SELECT 'dim_date' AS table_name, COUNT(DISTINCT date_key) AS distinct_keys, COUNT(*) AS total_rows
FROM dim_date
UNION ALL
SELECT 'dim_customer', COUNT(DISTINCT customer_id), COUNT(*) FROM dim_customer
UNION ALL
SELECT 'dim_product', COUNT(DISTINCT product_id), COUNT(*) FROM dim_product
UNION ALL
SELECT 'dim_seller', COUNT(DISTINCT seller_id), COUNT(*) FROM dim_seller
UNION ALL
SELECT 'dim_order', COUNT(DISTINCT order_id), COUNT(*) FROM dim_order
UNION ALL
SELECT 'dim_payment', COUNT(DISTINCT payment_type), COUNT(*) FROM dim_payment;

StatementMeta(, 0b273384-f17d-4752-99bf-512d72b5e0f6, 4, Finished, Available, Finished)
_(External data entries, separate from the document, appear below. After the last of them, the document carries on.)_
PR #2175, opened 2025-03-14
fix(autofix): Return existing PR + logging

jennmueng:
After looking at the trace of a lot of the errors, [a lot of them are coming from the non-draft pr line](https://sentry.sentry.io/issues/6361334163/events/f3e7f38368fa449aba774b4fa940d9fa/?project=6178942&sort=date&statsPeriod=14d). And apart from that the errors don't have a stacktrace, this attempts to better logging there so we can debug what the actual issue is.

Also, if a PR already exists for a branch, we should just return it and link to it on Autofix cuz u can only have 1 PR for a branch...

### DIFF
--- a/src/seer/automation/codebase/repo_client.py
+++ b/src/seer/automation/codebase/repo_client.py
@@ -21,8 +21,8 @@ from github import (
     UnknownObjectException,
 )
 from github.GitRef import GitRef
-from github.Repository import Repository
 from github.PullRequest import PullRequest
+from github.Repository import Repository
 
 from seer.automation.autofix.utils import generate_random_string, sanitize_branch_name
 from seer.automation.codebase.models import GithubPrReviewComment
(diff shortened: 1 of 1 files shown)


src/seer/automation/codebase/repo_client.py
```diff
@@ -690,7 +704,7 @@ def create_pr_from_branch(
                 draft=True,
             )
         except GithubException as e:
-            if e.status == 422:
+            if e.status == 422 and "Draft pull requests are not supported" in str(e):
```
roaga, line 707: is that the actual error message?

roaga (approved):

src/seer/automation/codebase/repo_client.py
jennmueng: yes from the issue

PR #2176, opened 2025-03-15
fix(autofix) Constrain repo name in semantic search

kddubey:
noticed we [`autocorrect_repo_name`](https://github.com/getsentry/seer/blob/ecca1fd00d46cfdd668bc55b71614921c692fa80/src/seer/automation/autofix/autofix_context.py#L132) but structured output accurately works w/ dynamically created `Literal`s (have used this successfully for classification tasks, [like this one](https://github.com/kddubey/blog/blob/main/llm_api/batch/banking77.ipynb))

also adds a VCR test for semantic search


roaga (approved):

trillville (commented):
@kddubey should we merge this?

PR #2189, opened 2025-03-17
chore(anomaly detection): store datapoint even if we do not have enough history for AD

ram-senth:


src/seer/anomaly_detection/anomaly_detection.py
```diff
@@ -205,6 +257,28 @@ def _online_detect(
...
+                    confidence_levels=[],
+                ),
+                algo_data=None,
+                historic=historic,
+                config=config,
+                alert_data_accessor=alert_data_accessor,
+                queue_cleanup_predict_task=(
+                    len(historic.timeseries.timestamps) == min_data - 1
+                ),  # we queue cleanup task if we have just enough data to detect anomalies in the next call
+                force_cleanup=True,
```
aayush-se, line 280: Why are we attempting to cleanup on every stream call?

src/seer/anomaly_detection/anomaly_detection.py
```diff
@@ -205,6 +257,28 @@ def _online_detect(
...
+            self._save_and_fire_pruning_task(
+                timepoint=ts_external[0],
+                streamed_anomalies=MPTimeSeriesAnomaliesSingleWindow(
+                    flags=["none"] * len(ts_external),
+                    scores=[0.0] * len(ts_external),
+                    thresholds=[],
+                    matrix_profile=np.array([]),
+                    window_size=3,
+                    original_flags=[],
+                    confidence_levels=[],
```
aayush-se, line 271: It's okay that this is a dummy anomaly right? My understanding is that in the future when there are enough timepoints, then the anomaly data will be overwritten to the proper values.

aayush-se (approved):

PR #2191, opened 2025-03-17
fix(relevant-warnings): Filter warnings by pr diff instead of by files

suejung-sentry:
Filter warnings based on those that have a line number in the modified file line numbers in the PR diff. Previously we allowed the warning to exist anywhere in the same file, which turned out to be too loose.

Closes https://github.com/codecov/overwatch/issues/242

### DIFF
--- a/.github/workflows/relevant-warnings.yml
+++ b/.github/workflows/relevant-warnings.yml
@@ -30,12 +30,6 @@ jobs:
           pip install mypy==1.15.0
           pip install ruff==0.3.3
 
-      - name: Install Build Dependencies
-        run: |
-          sudo apt-get update
-          wget http://archive.ubuntu.com/ubuntu/pool/main/o/openssl/libssl1.1_1.1.1f-1ubuntu2_amd64.deb
-          sudo dpkg -i libssl1.1_1.1.1f-1ubuntu2_amd64.deb
-
       - name: Install Overwatch CLI
         run: |
           curl -o overwatch-cli https://overwatch.codecov.io/linux/cli
--- a/src/seer/automation/codegen/relevant_warnings_component.py
+++ b/src/seer/automation/codegen/relevant_warnings_component.py
@@ -1,4 +1,5 @@
 import logging
+import re
 import textwrap
 from pathlib import Path
 from typing import Any
@@ -36,7 +37,7 @@ from seer.rpc import RpcClient
 
 class FilterWarningsComponent(BaseComponent[FilterWarningsRequest, FilterWarningsOutput]):
     """
-    Filter out warnings from files that aren't affected by the PR.
+    Filter out warnings that aren't on the PR diff lines.
     """
 
     context: CodegenContext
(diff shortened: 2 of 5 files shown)


src/seer/automation/codegen/relevant_warnings_component.py
```diff
@@ -65,9 +66,64 @@ def _left_truncated_paths(path: Path, max_num_paths: int = 2) -> list[str]:
...
+        - q: number of lines in modified file
+
+        For example, given this diff:
+        @@ -1,3 +1,4 @@
+        def hello():
+            print("hello")
+        +    print("world")  # Line 3 is added
+        print("goodbye")
+
+        This would return [1,2,3,4] since these are all the lines in the updated file
```
kddubey, line 86: big TY for this docstring!

src/seer/automation/codegen/relevant_warnings_component.py
```diff
@@ -65,9 +66,64 @@ def _left_truncated_paths(path: Path, max_num_paths: int = 2) -> list[str]:
...
+
+        Args:
+            pr_file: PrFile object containing the patch/diff
+
+        Returns:
+            List of 1-indexed line numbers in the updated file
+        """
+        patch_lines = pr_file.patch.split("\n")
+        changed_lines: list[int] = []
```
kddubey, line 95: nit: to bound memory a bit more (since there can be many files, and patches can be arbitrarily large), can change this method to output a list of `range`s (one `range` for each hunk) and later check:

```python
any(warning_line in hunk_range for hunk_range in hunk_ranges)
```

src/seer/automation/codegen/relevant_warnings_component.py
```diff
@@ -79,32 +135,64 @@ def _does_warning_match_a_target_file(
...
-            self.logger.info(f"{warning.encoded_location=} {matches=}")
-        return bool(matches)
+
+        # Make possible variations of the pr files' paths
+        pr_file_by_filepath_variation: dict[str, PrFile] = {}
+        for pr_file in pr_files:
+            pr_path = Path(pr_file.filename)
+            pr_file_by_filepath_variation[pr_path.as_posix()] = pr_file
+            for truncated in self._left_truncated_paths(pr_path, max_num_paths=1):
+                pr_file_by_filepath_variation[truncated] = pr_file
```
kddubey, line 150: nit: looks like this block is independent of the warning. can factor it out and re-use the result. might be good b/c there can be 1000s of warnings

kddubey (approved):
looks great! left performance nits and one clarifying question

src/seer/automation/codegen/relevant_warnings_component.py
kddubey: double checking: IIUC, the hunk can include lines not necessarily changed in the PR? regardless, filtering by the hunk instead of the file is a big-enough improvement

src/seer/automation/codegen/relevant_warnings_component.py
```diff
@@ -79,32 +135,64 @@ def _does_warning_match_a_target_file(
...
+                    "matching_files": [pf.filename for pf in matching_pr_files],
+                },
+            )
+
+        return matching_pr_files
+
+    def _is_warning_line_in_pr_files(
+        self, warning: StaticAnalysisWarning, matching_pr_files: list[PrFile]
+    ) -> bool:
+        # Encoded location format: "file:line:col"
```
giovanni-guidini, line 172: hum... is this accurate? If it is the same as [Location](https://github.com/getsentry/seer/blob/14a08a1ece3960632d2a5f50e30deea78bbe1d30/src/seer/automation/codebase/models.py#L76) that doesn't seem to be the proper formatting

It'd be `file:start_line[~end_line]`

giovanni-guidini (commented):
Small question on the warnings encoded location

.github/workflows/relevant-warnings.yml
```diff
@@ -30,12 +30,6 @@ jobs:
           pip install mypy==1.15.0
           pip install ruff==0.3.3
 
-      - name: Install Build Dependencies
```
suejung-sentry, line 33: work by trent removed this dependency

src/seer/automation/codegen/relevant_warnings_component.py
suejung-sentry: Yes from what i could tell the hunk includes at most 3 lines before and after any change. True that could capture slightly irrelevant things, but agree it's a fine approximation for now

src/seer/automation/codegen/relevant_warnings_component.py
suejung-sentry: Yeah that's true. Made the change to save the ranges and since they're sorted, had it do a binary search for slight optimization.

src/seer/automation/codegen/relevant_warnings_component.py
suejung-sentry: Yeah good point - pulled out the map as suggested!

src/seer/automation/codegen/relevant_warnings_component.py
```diff
@@ -79,32 +135,64 @@ def _does_warning_match_a_target_file(
...
+            pr_path = Path(pr_file.filename)
+            pr_file_by_filepath_variation[pr_path.as_posix()] = pr_file
+            for truncated in self._left_truncated_paths(pr_path, max_num_paths=1):
+                pr_file_by_filepath_variation[truncated] = pr_file
+
+        # Find all matching PR files
+        matching_pr_files: list[PrFile] = []
+        for filepath in warning_filepath_variations:
+            if filepath in pr_file_by_filepath_variation:
+                matching_pr_files.append(pr_file_by_filepath_variation[filepath])
```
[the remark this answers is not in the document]
suejung-sentry: Nice yeah that's better, updated!

src/seer/automation/codegen/relevant_warnings_component.py
suejung-sentry: Oh yeah you're right, fixed!

PR #2198, opened 2025-03-18
feat(autofix): Add trace context to prompts and offer tools

roaga:
- Adds trace tree to root cause and solution prompts
- Adds two tools to fetch profiles, spans, and connected errors 

Both are gated just to @roaga (me) for now.

### DIFF
--- a/src/seer/automation/autofix/tools.py
+++ b/src/seer/automation/autofix/tools.py
@@ -694,8 +694,12 @@ class BaseTools:
             and not run_request.options.disable_interactivity
             and (run_request.invoking_user and run_request.invoking_user.id == 3283725)
         ):  # TODO temporary guard for Rohan (@roaga) to test in prod
-            tools.extend(
-                [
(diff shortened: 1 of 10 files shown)


src/seer/automation/autofix/tools.py
```diff
@@ -395,6 +399,91 @@ def google_search(self, question: str, llm_client: LlmClient = injected):
...
+        # if profile available, fetch it via Seer RPC
+        profile_data = rpc_client.call(
+            "get_profile_details",
+            organization_id=trace_tree.org_id,
+            project_id=event.project_id,
+            profile_id=event.profile_id,
+        )  # expecting data compatible with Profile model
+        if not profile_data:
+            return "Could not fetch profile."
+        profile = Profile.model_validate(profile_data)
```
jennmueng, line 436: smells like potential validation errors will happen here, should we gracefully handle this and say return a string saying an error occurred in this tool?

jennmueng (approved):

PR #2207, opened 2025-03-19
fix(autofix) Fix Gemini retryable class, log exception's module

kddubey:


src/seer/utils.py
```diff
@@ -76,7 +76,7 @@ def closing_queue(*queues: Queue):
 
 
 def exception_formatter(exception: Exception) -> str:
-    return f"{type(exception).__name__}: {exception}"
+    return f"{type(exception).__module__}.{type(exception).__qualname__}: {exception}"
```
kddubey, line 79: so we don't have to guess where the exception came from

roaga (approved):

PR #2234, opened 2025-03-20
feat(autofix): Enable trace-connected context for all users

roaga:
Removes guard and enables trace-connected context in prompts and with tools for all users.

Also loads repo preferences for trace-connected projects.


src/seer/automation/autofix/runs.py
```diff
@@ -18,13 +16,36 @@ def create_initial_autofix_run(request: AutofixRequest) -> DbState[AutofixContin
...
+            cur.request.repos = []
+        for trace_connected_preference in trace_connected_preferences:
+            if trace_connected_preference:
+                for repo in trace_connected_preference.repositories:
+                    if not any(
+                        existing_repo.provider == repo.provider
+                        and existing_repo.owner == repo.owner
+                        and existing_repo.name == repo.name
+                        for existing_repo in cur.request.repos
+                    ):
```
jennmueng, line 47: Would an `external_id` comparison not be better here?

roaga: changed it

jennmueng (approved):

<Spark SQL result set with 6 rows and 3 fields>

In [9]:
-- =========================
-- Validation for Dim Tables
-- =========================

SELECT 'dim_customer - duplicate_key' AS table_name,
       COUNT(*) AS mismatch_count
FROM dim_customer
GROUP BY customer_key
HAVING COUNT(*) > 1

UNION ALL
SELECT 'dim_customer - null_key' AS table_name,
       COUNT(*) AS mismatch_count
FROM dim_customer
WHERE customer_key IS NULL

UNION ALL
SELECT 'dim_date - duplicate_key' AS table_name,
       COUNT(*) AS mismatch_count
FROM dim_date
GROUP BY date_key
HAVING COUNT(*) > 1

UNION ALL
SELECT 'dim_date - null_key' AS table_name,
       COUNT(*) AS mismatch_count
FROM dim_date
WHERE date_key IS NULL

UNION ALL
SELECT 'dim_order - duplicate_key' AS table_name,
       COUNT(*) AS mismatch_count
FROM dim_order
GROUP BY order_key
HAVING COUNT(*) > 1

UNION ALL
SELECT 'dim_order - null_key' AS table_name,
       COUNT(*) AS mismatch_count
FROM dim_order
WHERE order_key IS NULL

UNION ALL
SELECT 'dim_product - duplicate_key' AS table_name,
       COUNT(*) AS mismatch_count
FROM dim_product
GROUP BY product_key
HAVING COUNT(*) > 1

UNION ALL
SELECT 'dim_product - null_key' AS table_name,
       COUNT(*) AS mismatch_count
FROM dim_product
WHERE product_key IS NULL

UNION ALL
SELECT 'dim_seller - duplicate_key' AS table_name,
       COUNT(*) AS mismatch_count
FROM dim_seller
GROUP BY seller_key
HAVING COUNT(*) > 1

UNION ALL
SELECT 'dim_seller - null_key' AS table_name,
       COUNT(*) AS mismatch_count
FROM dim_seller
WHERE seller_key IS NULL

UNION ALL
SELECT 'dim_payment - duplicate_key' AS table_name,
       COUNT(*) AS mismatch_count
FROM dim_payment
GROUP BY payment_key
HAVING COUNT(*) > 1

UNION ALL
SELECT 'dim_payment - null_key' AS table_name,
       COUNT(*) AS mismatch_count
FROM dim_payment
WHERE payment_key IS NULL;



StatementMeta(, 0b273384-f17d-4752-99bf-512d72b5e0f6, 31, Finished, Available, Finished)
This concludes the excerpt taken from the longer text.